Editor’s note: This article from Ben DeGrow, director of education policy at the Mackinac Center for Public Policy, appeared Thursday on the center’s website.
The evidence is in: Demand for private school enrollment is growing in Michigan, reversing a years-long trend. For those concerned that this trend might worsen educational gaps between rich and poor, voters have a solution right now.
A recent Bridge Michigan piece highlights the resurgence of students attending private education options. In the two years since reaction to the pandemic disrupted normal routines, private religious schools have welcomed an extra 3% to 5% of students. This represents less than half of the losses Michigan private schools experienced in the previous decade.

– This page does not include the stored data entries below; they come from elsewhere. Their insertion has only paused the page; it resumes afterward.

PR #4866, opened 2026-09-09
HOSTINGDE: Fix SOA mailbox with a host being dropped

jonathan8devs:
hosting.de keeps the contact address of a zone in `zoneConfig.emailAddress` rather than in an SOA record, so the provider turns the mailbox of `SOA()` into an address. It only handled a mailbox without a dot, appending `@` and the zone name, and skipped everything else. The spelling that [`SOA.md`](../language-reference/domain-modifiers/SOA.md) uses as its own example, `hostmaster.example.com.`, therefore did nothing at all.

Worse, `SOA()` also accepts a plain email address, and `mustbe.SoaMailbox()` turns `admin@example.com` into the mailbox `admin.example.com`, which has no trailing dot either. The provider appended the zone on top of that and wrote `admin.example.com@example.com`.

This adds `soautil.BindMailToRFC5322()` as the counterpart to the existing `RFC5322MailToBind()` and uses it. A mailbox that names its host becomes the address, one without is qualified with the zone as before.

Verified against a hosting.de account, preview and push, nothing else in the zone touched:

```
hostmaster.example.com.  ->  hostmaster@example.com   next preview clean
admin@example.com        ->  admin@example.com        next preview clean
hostmaster               ->  hostmaster@example.com   unchanged from before
```

The API accepts an address outside the zone, and rejects one ending in a period with `Code:13012`, so neither form causes trouble.

Behaviour change worth noting: the dotted spelling used to be a guaranteed no-op for this provider, and now it takes effect. Anyone using it may see one `Changing SOA Mail` line on the first preview after upgrading. Nothing is written without showing up there first.

`BindMailToRFC5322()` sits next to its counterpart in `pkg/soautil`, but it is only used here. Happy to move it into the provider if you would rather not grow that package.

### DIFF
--- a/documentation/provider/hostingde.md
+++ b/documentation/provider/hostingde.md
@@ -75,9 +75,13 @@ The `HOSTINGDE` provider **ignores the default nameserver set** defined in your 
 Instead, it uses hosting.de's nameservers (`ns1.hosting.de.`, `ns2.hosting.de.`, and `ns3.hosting.de.`) by default, regardless of your account settings.
 Using the `default_ns` metadata, the default nameserver set can be overwritten.
 
-## SOA records
+## Caveats
 
-hosting.de keeps the contact address of a zone in the zone configuration rather than in an SOA record, so the mailbox of [`SOA()`](../language-reference/domain-modifiers/SOA.md) ends up there.
+### SOA
+
+hosting.de derives the primary nameserver of a zone from its nameserver set and offers no way to override it, so the `ns` parameter of [`SOA()`](../language-reference/domain-modifiers/SOA.md) is ignored.
+
+The contact address of a zone lives in the zone configuration rather than in an SOA record, so the mailbox of `SOA()` ends up there.
 A mailbox that names its own host is used as the address, so `hostmaster.example.com.` becomes `hostmaster@example.com`.
 One without a host is qualified with the zone name.
 The address may not end in a period; the API rejects that.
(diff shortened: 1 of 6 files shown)


8devs-service:
Integrated, so #4864 can be closed. The branch now carries its test split, its documentation and the message change.

Two things came out differently.

`Modify SOA ns` is still in the HOSTINGDE group, with `.AllowNoChanges()` rather than commented out. That is the single assertion the case trips over: `helpers_integration_test.go:241` fatals when the first run produces no corrections, and relaxing it lets the case keep running, which still shows the provider does not churn on an ns-only diff. Happy to comment it out instead if you would rather have it that way.

`Modify SOA mbox` is enabled again. It is the regression test for the fix in the first commit: before it, a mailbox ending in a period produced no correction at all, which is the same "Expected changes, but got none" the ns case gives, for a different reason.

The trailing dot on the mailbox went away with the block it lived in, since `soaMailToEmail()` trims the mailbox and never appends one. And `placeholderSOA` returns its error now instead of nil, with the caller passing it up: same intent as your edit, no `Must...` in the push path, without the nil dereference at the call site.

Full suite against the account: 282 passed, 61 skipped, 0 failed, in about 16 minutes. `44:SOA` skips with `excluded by not("HOSTINGDE")`, and the HOSTINGDE group runs all seven cases, the ns one producing no correction as documented:

```
45:SOA:Create_SOA_record   Updating SOARecord ... to (refresh=10000 retry=2400 expire=604800 negativettl=3600 ttl=300)
                           Changing SOA Mail from eee@cloudflare.com to dns@cloudflare.com
45:SOA:Modify_SOA_ns       no correction
45:SOA:Modify_SOA_mbox     Changing SOA Mail from dns@cloudflare.com to eee@cloudflare.com
45:SOA:Modify_SOA_refres   Updating SOARecord ... refresh=10001 ...
45:SOA:Modify_SOA_retry    Updating SOARecord ... retry=2401 ...
45:SOA:Modify_SOA_expire   Updating SOARecord ... expire=604801 ...
45:SOA:Modify_SOA_minttl   Updating SOARecord ... negativettl=3601 ...
```

The group is repeatable: the empty-zone step resets the SOA values to the provider's defaults, so a second run of it behaves the same.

A driving factor for the rebound is that these schools consistently kept classrooms open, in clear contrast with many school districts’ remote instruction programs.
Over the last two years, public school enrollments have dropped at about the same rate as their private school counterparts have risen. Districts that denied students in-person options for most of 2020-21 experienced some of the biggest declines.
University of Michigan education professor Kevin Stange, who has been researching the state’s school enrollment trends, observes that most families who switched from public to private education have not returned.
The Bridge article cited Stange’s concerns about expanding achievement gaps because more affluent families can find a way to pay tuition. Private school is “not an option for lower-income families,” he said.